%%

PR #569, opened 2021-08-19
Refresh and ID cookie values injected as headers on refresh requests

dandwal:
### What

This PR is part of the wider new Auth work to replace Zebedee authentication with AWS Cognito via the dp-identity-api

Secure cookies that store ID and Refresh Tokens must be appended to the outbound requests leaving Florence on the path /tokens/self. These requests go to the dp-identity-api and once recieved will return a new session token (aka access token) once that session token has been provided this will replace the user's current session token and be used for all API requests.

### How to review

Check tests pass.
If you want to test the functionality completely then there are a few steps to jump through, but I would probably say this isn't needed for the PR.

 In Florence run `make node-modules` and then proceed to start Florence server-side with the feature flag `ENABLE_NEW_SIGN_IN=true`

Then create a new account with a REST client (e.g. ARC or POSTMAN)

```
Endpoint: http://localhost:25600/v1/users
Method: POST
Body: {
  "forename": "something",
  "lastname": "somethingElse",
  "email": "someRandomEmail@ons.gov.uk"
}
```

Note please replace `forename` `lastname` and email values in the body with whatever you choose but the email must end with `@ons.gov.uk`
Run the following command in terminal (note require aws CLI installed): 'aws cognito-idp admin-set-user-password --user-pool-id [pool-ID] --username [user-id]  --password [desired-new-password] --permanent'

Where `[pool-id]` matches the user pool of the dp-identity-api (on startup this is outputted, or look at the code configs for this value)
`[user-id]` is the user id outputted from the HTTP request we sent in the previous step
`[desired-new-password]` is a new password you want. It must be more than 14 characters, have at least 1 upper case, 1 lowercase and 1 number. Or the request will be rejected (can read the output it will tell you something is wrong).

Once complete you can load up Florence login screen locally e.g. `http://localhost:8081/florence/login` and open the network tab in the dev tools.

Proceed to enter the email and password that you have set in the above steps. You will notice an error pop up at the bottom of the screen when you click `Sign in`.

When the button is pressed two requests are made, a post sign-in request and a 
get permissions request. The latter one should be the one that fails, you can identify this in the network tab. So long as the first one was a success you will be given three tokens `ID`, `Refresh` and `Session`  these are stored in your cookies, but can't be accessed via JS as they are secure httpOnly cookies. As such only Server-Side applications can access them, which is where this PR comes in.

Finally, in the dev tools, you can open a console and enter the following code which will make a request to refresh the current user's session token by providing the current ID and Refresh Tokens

%%
%%

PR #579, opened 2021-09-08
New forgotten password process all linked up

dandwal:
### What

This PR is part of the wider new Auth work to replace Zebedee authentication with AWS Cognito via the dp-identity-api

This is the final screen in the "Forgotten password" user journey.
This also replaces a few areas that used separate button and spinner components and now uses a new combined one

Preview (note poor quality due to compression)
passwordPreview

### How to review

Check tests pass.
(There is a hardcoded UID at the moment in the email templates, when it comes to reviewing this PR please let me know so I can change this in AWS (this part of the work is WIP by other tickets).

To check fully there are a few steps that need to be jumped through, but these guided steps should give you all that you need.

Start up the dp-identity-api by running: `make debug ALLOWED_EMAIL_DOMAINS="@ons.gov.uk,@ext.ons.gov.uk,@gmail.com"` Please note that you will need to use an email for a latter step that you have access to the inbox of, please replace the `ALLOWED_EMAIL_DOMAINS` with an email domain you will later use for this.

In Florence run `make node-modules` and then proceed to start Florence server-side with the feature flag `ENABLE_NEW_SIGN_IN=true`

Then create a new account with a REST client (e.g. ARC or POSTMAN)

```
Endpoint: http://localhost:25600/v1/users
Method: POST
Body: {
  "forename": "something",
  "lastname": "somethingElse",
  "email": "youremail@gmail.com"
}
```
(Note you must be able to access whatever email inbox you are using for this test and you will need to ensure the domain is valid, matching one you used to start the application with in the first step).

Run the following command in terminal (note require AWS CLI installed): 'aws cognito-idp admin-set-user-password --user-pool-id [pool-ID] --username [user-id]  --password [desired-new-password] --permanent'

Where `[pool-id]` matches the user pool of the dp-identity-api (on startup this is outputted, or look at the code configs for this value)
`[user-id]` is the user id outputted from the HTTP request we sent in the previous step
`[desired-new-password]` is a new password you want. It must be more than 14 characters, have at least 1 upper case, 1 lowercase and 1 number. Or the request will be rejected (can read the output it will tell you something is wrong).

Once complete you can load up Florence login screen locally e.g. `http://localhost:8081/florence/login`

%%

• Aim of the task
Retype exactly the span of lines from the one with "PR #579, opened 2021-09-08" through the one with "To check fully"; include both ends and omit the rest of the material.

• Exercise solution
PR #579, opened 2021-09-08
New forgotten password process all linked up

dandwal:
### What

This PR is part of the wider new Auth work to replace Zebedee authentication with AWS Cognito via the dp-identity-api

This is the final screen in the "Forgotten password" user journey.
This also replaces a few areas that used separate button and spinner components and now uses a new combined one

Preview (note poor quality due to compression)
passwordPreview

### How to review

Check tests pass.
(There is a hardcoded UID at the moment in the email templates, when it comes to reviewing this PR please let me know so I can change this in AWS (this part of the work is WIP by other tickets).

To check fully there are a few steps that need to be jumped through, but these guided steps should give you all that you need.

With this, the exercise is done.